◆ Exercise goal: Across all the records, filter for lines with the word "Kernel" and copy them.

◆ Data records:
..........

PR #1310, opened 2021-10-08
Russian translate fixed: 'customers => клиенты' replaced by 'customer…

mdpetrenko:
Russian translate fixed: 'customers => клиенты' replaced by 'customers => компании in order to make 'Customers' and 'Customer users' translate different and more correct

**Old translation:**
Customers => Клиенты
Customer users => Клиенты

**Fixed translation**
Customers => Компании
Customer users => Клиенты

### DIFF
--- a/Kernel/Language/ru.pm
+++ b/Kernel/Language/ru.pm
@@ -444,7 +444,7 @@ sub Data {
         'If nothing is selected, then there are no permissions in this group (tickets will not be available for the customer).' =>
             'Если ничего не выбрано, тогда у клиентов в этой группе не будет прав (заявки будут недоступны клиенту).',
         'Search Results' => 'Результаты поиска',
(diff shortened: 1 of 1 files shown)


svenoe:
Hi Maxim,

..........

◆ Completed task:
--- a/Kernel/Language/ru.pm
+++ b/Kernel/Language/ru.pm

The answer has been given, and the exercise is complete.